» TASK GOAL
Please keep to the lines below from the one with "<li>The original source language construct maps" through the one with "<emu-note example>", and restate them word for word, ends included.

» PROVIDED RECORDS
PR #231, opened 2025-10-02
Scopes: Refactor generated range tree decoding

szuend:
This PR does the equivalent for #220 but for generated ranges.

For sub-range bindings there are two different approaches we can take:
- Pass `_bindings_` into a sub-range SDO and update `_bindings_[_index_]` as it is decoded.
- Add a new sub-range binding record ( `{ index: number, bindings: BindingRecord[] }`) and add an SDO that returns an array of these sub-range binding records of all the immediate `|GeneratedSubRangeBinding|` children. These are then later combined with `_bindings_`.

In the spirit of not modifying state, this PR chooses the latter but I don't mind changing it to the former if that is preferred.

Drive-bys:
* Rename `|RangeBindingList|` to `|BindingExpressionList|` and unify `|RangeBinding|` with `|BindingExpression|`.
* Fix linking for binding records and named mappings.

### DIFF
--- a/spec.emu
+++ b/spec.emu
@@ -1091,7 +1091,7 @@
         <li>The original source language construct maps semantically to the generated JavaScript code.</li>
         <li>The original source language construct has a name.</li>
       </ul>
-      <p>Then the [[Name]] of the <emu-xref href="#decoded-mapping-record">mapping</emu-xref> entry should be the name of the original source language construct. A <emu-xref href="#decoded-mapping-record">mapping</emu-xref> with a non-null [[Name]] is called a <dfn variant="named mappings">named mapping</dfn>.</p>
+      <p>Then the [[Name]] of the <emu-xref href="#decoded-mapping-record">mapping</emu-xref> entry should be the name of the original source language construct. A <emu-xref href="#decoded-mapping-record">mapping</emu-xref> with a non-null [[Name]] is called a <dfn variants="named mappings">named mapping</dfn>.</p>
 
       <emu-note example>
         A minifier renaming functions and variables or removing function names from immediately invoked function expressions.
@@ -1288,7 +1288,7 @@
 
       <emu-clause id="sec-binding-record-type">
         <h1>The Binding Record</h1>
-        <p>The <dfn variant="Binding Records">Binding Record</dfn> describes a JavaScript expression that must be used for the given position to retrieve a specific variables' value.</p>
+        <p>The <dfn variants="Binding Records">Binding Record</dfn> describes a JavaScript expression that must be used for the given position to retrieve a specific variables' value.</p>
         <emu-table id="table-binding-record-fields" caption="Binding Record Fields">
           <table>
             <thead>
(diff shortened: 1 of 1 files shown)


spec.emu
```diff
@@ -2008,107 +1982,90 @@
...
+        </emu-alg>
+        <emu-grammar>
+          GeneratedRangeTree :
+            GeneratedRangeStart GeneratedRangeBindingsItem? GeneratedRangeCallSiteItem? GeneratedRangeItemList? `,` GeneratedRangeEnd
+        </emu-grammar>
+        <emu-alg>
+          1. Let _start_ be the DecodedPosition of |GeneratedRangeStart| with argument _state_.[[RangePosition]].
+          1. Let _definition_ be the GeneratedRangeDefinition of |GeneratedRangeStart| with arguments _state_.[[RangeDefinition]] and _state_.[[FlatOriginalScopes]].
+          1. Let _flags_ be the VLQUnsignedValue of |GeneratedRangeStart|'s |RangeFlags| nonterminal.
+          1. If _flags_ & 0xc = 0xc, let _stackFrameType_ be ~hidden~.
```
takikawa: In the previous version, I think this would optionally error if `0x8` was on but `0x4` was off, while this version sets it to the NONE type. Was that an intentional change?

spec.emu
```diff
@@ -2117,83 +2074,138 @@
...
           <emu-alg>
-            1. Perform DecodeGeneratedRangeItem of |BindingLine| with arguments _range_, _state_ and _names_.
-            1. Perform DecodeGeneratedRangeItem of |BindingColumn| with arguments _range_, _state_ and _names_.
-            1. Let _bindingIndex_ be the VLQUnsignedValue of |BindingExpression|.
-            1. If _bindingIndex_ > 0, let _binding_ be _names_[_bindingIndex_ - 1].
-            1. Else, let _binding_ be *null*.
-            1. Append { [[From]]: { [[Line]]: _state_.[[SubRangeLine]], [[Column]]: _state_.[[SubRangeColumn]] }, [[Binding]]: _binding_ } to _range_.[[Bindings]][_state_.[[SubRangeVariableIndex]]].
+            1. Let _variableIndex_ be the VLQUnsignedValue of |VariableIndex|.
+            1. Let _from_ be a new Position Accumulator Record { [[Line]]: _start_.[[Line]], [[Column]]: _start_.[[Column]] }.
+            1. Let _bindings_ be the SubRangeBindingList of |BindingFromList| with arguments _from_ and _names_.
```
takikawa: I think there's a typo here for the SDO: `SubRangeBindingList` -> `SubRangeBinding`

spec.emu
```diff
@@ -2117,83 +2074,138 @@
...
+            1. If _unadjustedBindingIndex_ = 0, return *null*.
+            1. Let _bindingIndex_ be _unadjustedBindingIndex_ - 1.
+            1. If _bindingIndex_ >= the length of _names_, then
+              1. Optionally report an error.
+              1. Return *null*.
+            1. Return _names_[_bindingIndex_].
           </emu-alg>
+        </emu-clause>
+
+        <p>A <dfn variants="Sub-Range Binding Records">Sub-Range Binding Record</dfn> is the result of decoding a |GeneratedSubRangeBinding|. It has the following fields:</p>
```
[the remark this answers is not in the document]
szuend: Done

» ANSWER SECTION
         <li>The original source language construct maps semantically to the generated JavaScript code.</li>
         <li>The original source language construct has a name.</li>
       </ul>
-      <p>Then the [[Name]] of the <emu-xref href="#decoded-mapping-record">mapping</emu-xref> entry should be the name of the original source language construct. A <emu-xref href="#decoded-mapping-record">mapping</emu-xref> with a non-null [[Name]] is called a <dfn variant="named mappings">named mapping</dfn>.</p>
+      <p>Then the [[Name]] of the <emu-xref href="#decoded-mapping-record">mapping</emu-xref> entry should be the name of the original source language construct. A <emu-xref href="#decoded-mapping-record">mapping</emu-xref> with a non-null [[Name]] is called a <dfn variants="named mappings">named mapping</dfn>.</p>
 
       <emu-note example>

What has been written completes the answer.